PROBLEM DETAILS:
Would you please output the lines of the data below from the one containing "(Just waiting on @alexreinking)" to the end, exactly and with nothing added?
DATASET RECORDS section start
PR #4733, opened 2020-03-17
Use CXX_COMPILER_ID with a single ID in CMakeLists.txt

seanprime7:
cmake 3.14, which is the minimum requirement for build, accepts a single
compiler ID in the CXX_COMPILER_ID expression.


seanprime7:
@steven-johnson per your suggestion, I have created this PR to replace https://github.com/halide/Halide/pull/4730

alexreinking:
Thanks for the catch. This is very annoying... I wish newer versions of CMake would warn when the minimum set version is too low.

PR #4734, opened 2020-03-17
Cmake python bindings

seanprime7:
Add cmake to `python_bindings`

This change requires `-DWITH_PYTHON_BINDINGS=ON` to be passed to `cmake` to enable the build of `python_bindings`.


BachiLi:
This is also done in https://github.com/halide/Halide/pull/4644, better coordinate with @alexreinking .

python_bindings/CMakeLists.txt
```diff
@@ -0,0 +1,247 @@
+find_package(pybind11 REQUIRED)
```
steven-johnson: Our existing code assumes/requires that PyBind11 is installed via `pip install requirements.txt`, so this fails for me on my OSX machine. What installation process is required to make this work? Documentation and/or useful error reporting is necessary. 

Since this is an all-header library, could we perhaps use FetchContent to automate this? https://cmake.org/cmake/help/v3.14/module/FetchContent.html

src/PythonExtensionGen.cpp
```diff
@@ -221,7 +225,14 @@ static __attribute__((unused)) int _convert_py_buffer_to_halide(
         }
         const char* type_codes = "bB?hHiIlLqQfd";  // integers and floats
         if (strchr(type_codes, *p)) {
+#if defined(WIN32) || defined(_WIN32)
+#pragma warning(push)
+#pragma warning(disable: 4244)
+#endif
             out->type.bits = buf.itemsize * 8;
```
steven-johnson: Instead of the pragmas, inserting an explicit cast would be cleaner and better (I assume that 4244 is the warning about possible-loss-of-data)

src/PythonExtensionGen.cpp
```diff
@@ -145,7 +145,11 @@ void PythonExtensionGen::compile(const Module &module) {
 extern "C" {
 #endif
 
-static __attribute__((unused)) int _convert_py_buffer_to_halide(
+static
+#if !defined(WIN32) && !defined(_WIN32)
+__attribute__((unused))
```
steven-johnson: Sometimes I just really hate C++. I know why this is here, but damn is it ugly (even for generated code). If we must have it, we should probably conditionalize on the compiler, not the API, i.e. `#ifndef _MSC_VER` instead of `#if !defined(WIN32) && !defined(_WIN32)`

python_bindings/CMakeLists.txt
seanprime7: I am using a miniconda environment and the pybind11 conda package comes with the make scripts whereas the pip package doesn't.

I will look into `FetchContent` instead then.

src/PythonExtensionGen.cpp
seanprime7: Yes.  The warning is about possible loss of data.  I will insert an explicit cast.

src/PythonExtensionGen.cpp
seanprime7: There is another occurrence of `#if !defined(WIN32) && !defined(_WIN32)` in the same source file.  Would you still prefer to have `#if !defined(_MSC_VER)` for this change?

steven-johnson: The other occurrence should go away once the explicit cast is added.

python_bindings/CMakeLists.txt
alexreinking: I'm already using FetchContent on cmake-modern

src/PythonExtensionGen.cpp
seanprime7: No. there is another occurrence in the same file that is not from this PR.

```
/* Older Python versions don't set up PyMODINIT_FUNC correctly. */
#if defined(WIN32) || defined(_WIN32)
#    define HALIDE_PYTHON_EXPORT __declspec(dllexport)
#else
#    define HALIDE_PYTHON_EXPORT __attribute__((visibility("default")))
#endif
```

alexreinking:
This is completely redundant with the Python bindings build in `cmake-modern`. It's way more complicated than it has to be because it doesn't use the modern CMake features introduced in that branch. And it doesn't tackle the issue of distributing functions to our clients for their own usage.

I would welcome PRs and bugfixes against the Python bindings build in `cmake-modern`, but I'm inclined to reject this for master.

seanprime7:
@alexreinking what's the ETA for `cmake-modern`?

alexreinking:
A few weeks. COVID-19 has delayed me lately.

seanprime7:
And you don't want this PR even as an interim solution?

steven-johnson:
> @alexreinking what's the ETA for `cmake-modern`?

@seanprime7 How painful would it be for you to maintain this as a patch on your local work until then?

python_bindings/CMakeLists.txt
```diff
@@ -0,0 +1,247 @@
...
+                                           LINK_FLAGS "${HALIDE_PY_LINK_FLAG}")
+target_link_libraries(halide_py PRIVATE "${HALIDE_COMPILER_LIB}")
+target_include_directories(halide_py PRIVATE "${HALIDE_INCLUDE_DIR}" "${HALIDE_TOOLS_DIR}")
+target_compile_options(halide_py PRIVATE $<$<NOT:$<CXX_COMPILER_ID:MSVC>>:-Wno-cast-qual>
+                                         $<$<CXX_COMPILER_ID:GNU>:-Wno-suggest-override>)
+
+install(TARGETS halide_py LIBRARY DESTINATION bin)
+
+_halide_library_runtime(host HALIDE_TARGET)
+
```
alexreinking: This should be in its own CMakeLists.txt in `src` and then `add_subdirectory(src)` here. This issue repeats below with the tests.

python_bindings/correctness/compile_to.py
```diff
@@ -37,7 +37,10 @@ def main():
 
         f.compile_to_file(os.path.join(tmpdir, "f_all"), args)
         assert os.path.isfile(os.path.join(tmpdir, "f_all.h"))
-        assert os.path.isfile(os.path.join(tmpdir, "f_all.o"))
+        if hl.get_target_from_environment().os == hl.TargetOS.Windows:
+            assert os.path.isfile(os.path.join(tmpdir, "f_all.obj"))
+        else:
+            assert os.path.isfile(os.path.join(tmpdir, "f_all.o"))
```
alexreinking: This would be good (also along with the PythonExtensions.cpp changes) to pull into its own PR.

src/PythonExtensionGen.cpp
```diff
@@ -259,10 +270,10 @@ static __attribute__((unused)) int _convert_py_buffer_to_halide(
...
 static struct PyModuleDef _moduledef = {
     PyModuleDef_HEAD_INIT,
-    .m_name=MODULE_NAME,
-    .m_doc=NULL,
-    .m_size=-1,
-    .m_methods=_methods,
+    MODULE_NAME,
+    NULL,
+    -1,
+    _methods,
```
alexreinking: Why was this deleted?

seanprime7:
> 
> 
> > @alexreinking what's the ETA for `cmake-modern`?
> 
> @seanprime7 How painful would it be for you to maintain this as a patch on your local work until then?

Since I have a local mirror/fork of halide, it's not too bad to maintain this patch locally.  And that's what I will have to do if this PR cannot be accepted as an interim solution.
But I think others in the community might benefit from this while waiting for `cmake-modern`.

src/PythonExtensionGen.cpp
seanprime7: `.<member name>=<value>` syntax isn't supported by MSVC as it is not part of the ISO C++ until C++20.

see https://en.cppreference.com/w/cpp/language/aggregate_initialization

alexreinking: Ah, that's good to know. Thanks for the fix, then!

python_bindings/correctness/compile_to.py
seanprime7: Done.  Created https://github.com/halide/Halide/pull/4743

src/PythonExtensionGen.cpp
seanprime7: Addressed it in https://github.com/halide/Halide/pull/4743

src/PythonExtensionGen.cpp
seanprime7: Addressed it in https://github.com/halide/Halide/pull/4743

seanprime7:
So.. if you still want this PR as an interim solution until `cmake-modern` is ready, then I will make the requested changes.
@alexreinking and @steven-johnson, please let me know.

steven-johnson:
> So.. if you still want this PR as an interim solution until `cmake-modern` is ready, then I will make the requested changes.

Thanks -- let us do some pondering and see what we think.

BachiLi:
I would vote for merging this to master. From the user side, the cmake building process shouldn't be too different.

steven-johnson:
If the end-user building experience is basically the same, I would be ok with landing this for now. If you make the changes discussed above I'll be happy to review it.

seanprime7:
Okay.  Then I will make the requested changes soon.

seanprime7:
* Turned python bindings build on by default
* Modularized `python_bindings/CMakeLists.txt` as requested
* Added FetchContent for pybind11

steven-johnson:
LGTM pending green at https://github.com/halide/Halide/pull/4771

steven-johnson:
The buildbots look good except for the Windows machines, which have never been properly configured for this before -- let me see if I can get them into shape. (We'll probably have to add logic to skip python on 32-bit Windows; AFAICT, it's painful to have both 32-bit and 64-bit Pythons installed on the same Windows box)

steven-johnson:
Update: can you just add something to skip building python bindings *entirely* on Windows for now? This will take some fiddling to get right on the buildbot side and I don't want to block it for that reason.

seanprime7:
I can turn off the python bindings build by default on Windows but leave it on on other platforms.
Does it sound good?

seanprime7:
I have turned off the python_bindings build by default on Windows

steven-johnson:
One more change needed to land this without breakage: in `build_travis.sh`, add `-DWITH_PYTHON_BINDINGS=OFF` to the cmake config; Travis doesn't have the right Python setup and for now we should just skip them there.

steven-johnson:
OK, one more clone for testing, hopefully we'll be good to go

steven-johnson:
(Just waiting on @alexreinking)

alexreinking:
Approved @steven-johnson - do buildbots need to run, or safe to merge?

steven-johnson:
I ran them in a clone.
DATASET RECORDS section end
OUTPUT OF THE TASK:
(Just waiting on @alexreinking)

alexreinking:
Approved @steven-johnson - do buildbots need to run, or safe to merge?

steven-johnson:
I ran them in a clone.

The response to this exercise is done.